There are widely cited forecasts that project accelerating information and communications technology (ICT) energy consumption increases through the 2020’s with a 2018 Nature article estimating that if current trends continue, this will consume more than 20% of electricity demand by 2030. At several industry events I have heard talks that say one of the important limits of data center performance will be the amount of energy consumed. NVIDIA’s latest GPU solutions use 400+W processors and this energy consumption could more than double in future AI processor chips. Solutions that can accelerate important compute functions while consuming less energy will be important to provide more sustainable and economical data centers.

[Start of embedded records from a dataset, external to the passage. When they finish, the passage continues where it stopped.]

PR #282, opened 2020-09-18
Fix nested fragment bug

jemikanegara:
Missing 'schema' parameter inside recursive, this cause error: 

> Cannot read property 'getType' of undefined


mcollina (changes requested):

jemikanegara:

done, I just modify the schema test a little bit

mcollina (approved):
lgtm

Lightmatter’s Envise chip (shown below) is a general-purpose machine learning accelerator that combines photonics (PIC) and CMOS transistor-based devices (ASIC) into a single compact module. The device uses silicon photonics for high performance AI inference tasks and consumes much less energy than CMOS only solutions and thus helping to reduce the projected power load from data centers.
Lightmatter has a roadmap for even faster processing using more colors for parallel processing channels with each color acting as a separate virtual computer.

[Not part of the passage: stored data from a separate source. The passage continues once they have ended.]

PR #960, opened 2023-02-10
fix: add __resolveReference support

codeflyer:
This PR fixes is required to support properly the gateway.

### DIFF
--- a/index.js
+++ b/index.js
@@ -271,6 +271,10 @@ const plugin = fp(async function (app, opts) {
               ...fields[prop],
               ...resolver[prop]
             }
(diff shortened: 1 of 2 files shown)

Nick said that in addition to data center applications for Envise he could see the technology being used to enable autonomous electric vehicles that require high performance AI but are constrained by battery power, making it easier to provide compelling range per vehicle charge. In addition to the Envise module, Lightmatter also offers optical interconnect technology that it calls Passage.
Lightmatter is making optical AI processors that can provide fast results with less power consumption than conventional CMOS products. Their compute module combines CMOS logic and memory with optical analog processing units useful for AI inference, 0, natural language processing, financial modelling and ray tracing.